- Source: Chelsea’s messy Apron
- PREP TIME 10 mins
- COOK TIME 10 mins
- TOTAL TIME 20 mins
Serves: 18 cookies
- 2 teaspoons vanilla extract
- 1 large egg
- 4 tablespoons dark brown sugar, lightly packed
- 1/2 cup coconut oil
- 1 and 1/2 cups oat flour (regular oats blended)
- 1 teaspoon baking soda
- 1 teaspoon cinnamon
- Pinch of salt
- 1/2 cup dark chocolate chips
- Optional: coarse sea salt
- Take regular old fashioned oats or quick oats and blend them until they resemble a flour or powder in a blender or food processor.

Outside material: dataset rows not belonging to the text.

PR #3, opened 2022-03-29
DPE-71 Patroni auxiliary files

marceloneppel:
# Issue
In short this PR partially address JIRA ticket [DPE-71](https://warthogs.atlassian.net/browse/DPE-71). The remaining implementation is split in two separate PRs to make the review easier.

In long:
* For this specific PR we need to provide some auxiliary files to start Patroni in the next PRs.

# Solution
* Create a minimum template to later generate content for the Patroni configuration file (patroni.yml).
* Create a minimum template to generate systemd unit file for Patroni service.
* Create test data files to match template generation on unit tests later
* Fetch the [systemd library ]((https://charmhub.io/operator-libs-linux/libraries/systemd)) from Charmhub and add it to the repository.

# Context
You don't have to review the systemd.py, since it's an imported charm library.

# Testing
* They will be implemented in the next PRs related to this JIRA ticket, as there is no logic being added or changed in this PR (only auxiliary files were added).

# Release Notes
* Add systemd library to the repository
* Add templates for patroni.yml (Patroni configuration file) and Patroni systemd unit
* Add test data files to be used later on unit tests


templates/patroni.service.j2
```diff
@@ -0,0 +1,22 @@
...
+User=postgres
+Group=postgres
+
+ExecStart=/usr/local/bin/patroni {{ conf_path }}/patroni.yml
+KillMode=process
+TimeoutSec=30
+Restart=no
+
+[Install]
+WantedBy=multi-user.targ
```
jnsgruk, line 22:
```suggestion
WantedBy=multi-user.target
```

Is this a typo? :)

templates/patroni.yml.j2
```diff
@@ -0,0 +1,46 @@
...
+  bin_dir: /usr/lib/postgresql/{{ version }}/bin/
+  data_dir: {{ conf_path }}/pgdata
+  pgpass: /tmp/pgpass
+  authentication:
+    replication:
+      username: replication
+      password: {{ replication_password }}
+    superuser:
+      username: postgres
+      password: {{ superuser_password }}
```
jnsgruk, line 46: It may be useful to comment some of the non-obvious lines here, it will serve as useful documentation for people trying to understand how the charm behaves. Another option is to just drop a link to the Patroni docs in a comment at the op if they're any good ;-)

tests/data/patroni.service
```diff
@@ -0,0 +1,22 @@
...
+User=postgres
+Group=postgres
+
+ExecStart=/usr/local/bin/patroni /var/lib/postgresql/data/patroni.yml
+KillMode=process
+TimeoutSec=30
+Restart=no
+
+[Install]
+WantedBy=multi-user.targ
```
jnsgruk, line 22:
```suggestion
WantedBy=multi-user.target
```

tests/data/patroni.service
```diff
@@ -0,0 +1,22 @@
+#########################################################################################
```
jnsgruk, line 1: Could this file not just be templated out at the time when the tests need it? Seems like it'll be a pain to keep this in sync with the template?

- Combine the vanilla extract, large egg, and brown sugar in a bowl. Melt the coconut oil and let it cool slightly before adding to the bowl. Beat everything together until just combined.
- Stir in the oat flour (measured after blending NOT before), baking soda, cinnamon (scale this amount to taste preferences), and salt.
- Stir until just combined and then fold in the dark chocolate chips.
- Chill the dough for at least one hour.
- Preheat the oven to 350 degrees F.
- Using a cookie scoop (and pack these in the scoop very tightly or they may crumble), scoop out balls of the dough onto a parchment lined cookie sheet. Press a few more chocolate chips in the tops if desired.
- Bake for 8-10 minutes or until lightly browned around the edges.
- Remove and allow to stay on the baking sheet for another 2 minutes before removing to a wire cooling rack.